Review: Gilles Apap/KW Symphony/Outwater
This review appears in today’s Mercury. [Actually, as it turns out, it's in tomorrow's paper]
The battle between high and low is one of The Arts’ oldest and most discussed tropes. In the field of music, a subculture that seems to thrive creating dichotomies by the bucketload, there is hardly an issue that ignites the passions like a discussion of classical versus popular music. Those in the folk music camp point to the immediacy and accessibility (read: fun) of their style, while classical adherents (rather unhelpfully) tend to trot out their high horses and pontificate on the spiritual and intellectual superiority of high art.
On Friday evening at the River Run, the Kitchener Waterloo Symphony with the help of violinist Gilles Apap tried to solve the argument by presenting a program that asked “What if it was just all music?” Removing qualifiers like classical, folk etc, requires evaluation of each piece on its own merits rather than by its category. It’s more work for the listener, but ultimately, more rewarding as new discoveries are made and new perspectives formed.
Apap’s classical training and insatiable curiosity about the music of other cultures make for quite the original program. Rather strangely labelled Unaccompanied Violin Solo in the notes, Apap began the concert with the first Double from JS Bach’s Partita No.1 in B minor for solo violin. He started playing backstage then emerged and meandered his way to the front of the orchestra as the movement progressed. Apap’s elision of the Double and the following fiddle tune was the first intimation of the evening’s question. If it’s all just music, then perhaps having a fiddle tune follow on rather than the next movement of the Partita should be no surprise at all. Perhaps as a result of my habit of having my iTunes perpetually on random, the transition seemed quite natural.

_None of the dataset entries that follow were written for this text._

PR #487, opened 2024-10-31
Adding Cache-Control header to assets and media files

guillaumebriday:
I added the `Cache-Control` header to assets and media files.

Most of applications use the cache-busting pattern so to increase performance we can cache assets basically forever and I added the `immutable` directive.

As explained in the Mozilla documentation:

> When a user reloads the browser, the browser will send conditional requests for validating to the origin server. But it's not necessary to revalidate those kinds of static resources even when a user reloads the browser, because they're never modified. immutable tells a cache that the response is immutable while it's [fresh](https://developer.mozilla.org/en-US/docs/Web/HTTP/Caching#fresh_and_stale_based_on_age) and avoids those kinds of unnecessary conditional requests to the server.

For instance, GitHub or Linkedin are already using it in production.

See: 
- https://www.keycdn.com/blog/cache-control-immutable
- https://developer.mozilla.org/en-US/docs/Web/HTTP/Headers/Cache-Control

### DIFF
--- a/src/variations/fpm-nginx/etc/nginx/server-opts.d/performance.conf
+++ b/src/variations/fpm-nginx/etc/nginx/server-opts.d/performance.conf
@@ -12,7 +12,7 @@ location = /robots.txt {
 
 # assets, media
 location ~* \.(?:css(\.map)?|js(\.map)?|jpe?g|png|gif|ico|cur|heic|webp|tiff?|mp3|m4a|aac|ogg|midi?|wav|mp4|mov|webm|mpe?g|avi|ogv|flv|wmv)$ {
-    expires    7d;
+    add_header Cache-Control "public, max-age=31536000, immutable";
     access_log off;
     log_not_found off;
     # Pass to PHP to ensure PHP apps can handle routes that end in these filetypes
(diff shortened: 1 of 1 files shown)


jaydrogers:
Today I learned!! Thanks for sharing!

I have a few open source things with [Spin](https://serversideup.net/open-source/spin/) that I'm trying to get out the door, but I will circle back and review once I have a chance. I really like where this is going.

angristan (approved):
I would love this as well 👍 `expires` is the old way to set cache headers: https://stackoverflow.com/questions/5799906/what-s-the-difference-between-expires-and-cache-control-headers

jaydrogers:
I am evaluating this for v3.6 and will keep you posted 👍

jaydrogers:
This all looks great to me! I appreciate you both providing such factual resources for me to learn on this.

I was able to run some tests locally and my "Haha Business" guy had the exact caching experience that I wanted.

I will get this merged in 3.6 👍

Screenshot 2025-03-11 at 12 32 40@2x

guillaumebriday:
Awesome! Thanks for the merge 👍

PR #504, opened 2024-12-18
Referrer policy fix

YevheniiVolosiuk:
I am getting into the console this 

image

to make it better recommends 

image

after adding 

`Header always set Referrer-Policy "strict-origin-when-cross-origin"`

all notices are gone.

### DIFF
--- a/.gitignore
+++ b/.gitignore
@@ -1,4 +1,6 @@
 # Ensure node files do not appear
+.idea
+vscode
 package-lock.json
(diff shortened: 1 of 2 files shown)


jaydrogers:
Sorry for letting this go stale. Good news is I fixed this in:

- https://github.com/serversideup/docker-php/pull/631

I look forward to seeing another PR from you next time. Thanks again!

PR #592, opened 2022-07-20
refac(client): simplify fallback usage detection

rich-bugsnag:
## Goal

Fallback detection was over complicated and stopped some things working on a new native platform, so i simplified it. 

## Testing

Covered by existing CI tests


twometresteve (approved):
LGTM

The orchestra, which had up until now been quiet, provided robust pizzicato accompaniment for the fiddle tune, with the violin section doing their best to impersonate a ukulele orchestra by keeping their fiddles on their laps.

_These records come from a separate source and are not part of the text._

PR #594, opened 2022-08-03
Test flake: Explicitly set offset from UTC when creating date/times

twometresteve:
## Goal

Fix tests that fail when run on a device whose timezone is anything but GMT.

## Changeset

Explicitly set the time using an offset to prevent misinterpretation occurring during casting.

## Testing

Ran the before and after using an Appium capability to set the device timezone to New_York - failed before and passed afterards.

### DIFF
--- a/features/fixtures/maze_runner/Assets/Scripts/MobileScenarioRunner.cs
+++ b/features/fixtures/maze_runner/Assets/Scripts/MobileScenarioRunner.cs
@@ -221,7 +221,7 @@ public class MobileScenarioRunner : MonoBehaviour {
                     device.Jailbroken = true;
                     device.CpuAbi = new string[] { "poo", "baar" };
                     device.Orientation = "Custom Orientation";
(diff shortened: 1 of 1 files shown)


features/fixtures/maze_runner/Assets/Scripts/MobileScenarioRunner.cs
```diff
@@ -221,7 +221,7 @@ private Configuration PreapareConfigForScenario(string scenarioName)
                     device.Jailbroken = true;
                     device.CpuAbi = new string[] { "poo", "baar" };
                     device.Orientation = "Custom Orientation";
-                    device.Time = new DateTime(1985, 08, 21, 01, 01, 01);
+                    device.Time = new DateTimeOffset(1985, 08, 21, 01, 01, 01, new TimeSpan(0));
```
gareththackeray, line 224: Slightly more idiomatic but same result
```suggestion
                    device.Time = new DateTimeOffset(1985, 08, 21, 01, 01, 01, TimeSpan.Zero);
```

gareththackeray (approved):

PR #596, opened 2022-08-09
Build an nspd

twometresteve:
## Goal

Changes the build mechanism for Switch so that it creates a `.nspd` folder, which can then be converted into an installable `.nsp` file using the Switch AuthoringTool.

## Changeset

Build method updated to follow the pattern that iOS/Android use.

## Testing

I have a branch now ready for review in the Switch repo, which successfully builds the nsp.  A basic CI run is sufficient here to show that it does not break bugsnag-unity.


joshedney (approved):
LGTM!

PR #599, opened 2022-08-17
Reinstate Windows build of plugin (dev purposes only)

twometresteve:
## Goal

Reinstate building of the plugin on Windows on CI.   

## Design

This is just for development purposes, to ensure that we don't break it for ourselves during development.  We do not ship the built package.  This step was broken when we moved to using WSL on CI, but fixed itself again after updating the build servers fro 2019 to 2022.

## Changeset

Skipping of Buildkite step removed, resulting artifact uploaded for some extra confidence that it's built properly (under a different name to avoid conflicting with the real one).

## Testing

Covered by a basic CI run.


rich-bugsnag (approved):
Cool, thanks!

PR #602, opened 2022-08-23
e2e testing on Nintendo Switch

twometresteve:
## Goal

Get e2e tests running on Nintendo Switch.

@joshedney I would be grateful if you could sanity check this PR in conjunction with the associate PR for Switch (private repo) before I put it into full reivew.

## Design

This change extends the existing use of the Maze Runner `/command` pattern to control the behaviour of the Switch during tests.

Building the test fixture and running the tests is documented in our private Switch repo.

## Changeset

Additional logic added as needed for Switch, utilising Nintendo SDK executables as needed to launch/terminate the test fixture app.

## Testing

All e2e tests now run against our Switch dev kit (with some failures to be processed).

### DIFF
--- a/Gemfile
+++ b/Gemfile
@@ -6,7 +6,7 @@ gem 'xcodeproj'
 
 unless Gem.win_platform?
   # Use official Maze Runner release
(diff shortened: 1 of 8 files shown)


rich-bugsnag (approved):
Looks Good 👍

PR #604, opened 2022-08-25
bugFix(editor): set don't save hide flags on generated gameObjects

rich-bugsnag:
## Goal

Users have reported gameobjects generated by us persisting in the editor when they shouldn't.

I was unable to reproduce the particular issue reported, but this fix is harmless and actually a good idea regardless as it adds extra protection should this bug be a real issue in future versions of unity.

## Changeset

- Simplified the creation of the MainThreadDispatchHandler class.
- Added DontSave flags to the MainThreadDispatchHandler and the TimingTracker gameObjects.

## Testing

Covered by existing tests.

### DIFF
--- a/src/BugsnagUnity/TimingTrackerBehaviour.cs
+++ b/src/BugsnagUnity/TimingTrackerBehaviour.cs
@@ -14,6 +14,7 @@ namespace BugsnagUnity
         {
             // Make sure that the tracker persists accross scenes.
             DontDestroyOnLoad(gameObject);
+            gameObject.hideFlags = HideFlags.DontSave;
         }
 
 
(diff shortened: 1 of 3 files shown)


src/BugsnagUnity/TimingTrackerBehaviour.cs
```diff
@@ -14,6 +14,7 @@ private void Awake()
         {
             // Make sure that the tracker persists accross scenes.
             DontDestroyOnLoad(gameObject);
+            gameObject.hideFlags = HideFlags.DontSave;
```
nickdowell, line 17: Is it better to use [`HideFlags.DontSave`](https://docs.unity3d.com/ScriptReference/HideFlags.DontSave.html) or [`HideFlags.HideAndDontSave`](https://docs.unity3d.com/ScriptReference/HideFlags.HideAndDontSave.html) ?

rich-bugsnag: I don't want to hide the object because it makes troubleshooting potential future issues much harder both for users and for us.

nickdowell (approved):
LGTM

PR #605, opened 2022-08-26
refac(android): simplify java string creation [full ci]

rich-bugsnag:
## Goal

A change (possibly a bug) in the Unity code base caused existing notifier code in the android NativeInterface to crash.

This prompted us to examin the code and we decided that it could be simplified to resolve the issue and hopfully future proof it.

## Changeset

- Removed the `BuildJavaStringDisposable` method and replaced calls to it with simple usage of the `new AndroidJavaObject("java.lang.String", cSharpString);` style java string constructor.

## Testing

Covered by existing CI tests and manually tested on android 6 and 12 devices with a string containing a null specifier like so "test\0test".


lemnik (approved):
LGTM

Next up was the Scottish Fantasy by Max Bruch. More famous for his Violin Concerto, Bruch based each of the three movements on a Scottish folksong. The piece is completely over the top and unabashedly Romantic, a style that found Apap a little out of his element. He chose a very wide vibrato to emphasize the heart-on-your-sleeveness of it all but his interpretation lacked the intensity to match and the result was a little closer to parody than he likely intended. After some initial wobbles in the winds, the orchestra settled in nicely and provided appropriately lush accompaniment.
After a quick trip to Romania, Apap presented some Gypsy music in the form of Pablo Sarasate’s Zigeunerweisen. A showpiece through and through, Zigeunerweisen is the aural equivalent of watching someone do a tumbling pass to get across the room when simply walking would have sufficed. Apap is no slouch in the technique department and delivered a sizzling performance throwing off false harmonics and other tricks as if they were as easy as making a sandwich.
The orchestra got its turn in Béla Bartók’s Rumanian Folk Dances, a suite made up of the music Bartók collected while on his ethnomusicological expeditions throughout Eastern Europe. He was the first classical composer to take such a keen interest in what had previously been dismissed as low art and was, along with Zoltán Kodály, the founder of the academic field of ethnomusicology. It was nice to hear the orchestra step out of its backing band role for a few minutes. Excellent wind solos by Ross Edwards (clarinet) and Carolyn Clappison (piccolo) were a definite highlight.
The final item on the program was the third movement of Mozart’s Violin Concerto No.4 K218. The concerto was really an excuse to get to the cadenza and although Apap’s cadenza was original, it’s length made the rest of the concerto seem like a bit of an afterthought. Showing how a classical theme can be easily transformed into an Irish fiddle tune or Indian raga is interesting in its own right and doesn’t need to be legitimized by a concerto movement.
The Intersections series, of which this concert was a part, was created by conductor Edwin Outwater with this goal in mind. He admitted from the stage that a large part of his motivation for creating the series was to find a place to fit Apap into the season. It was well worth the effort.
The next Intersections is called The Composer Is Dead and is a whodunit introduction to the instruments of the orchestra narrated by Lemony Snicket. The shows are March 27th at the River Run and March 28 at the Centre In The Square.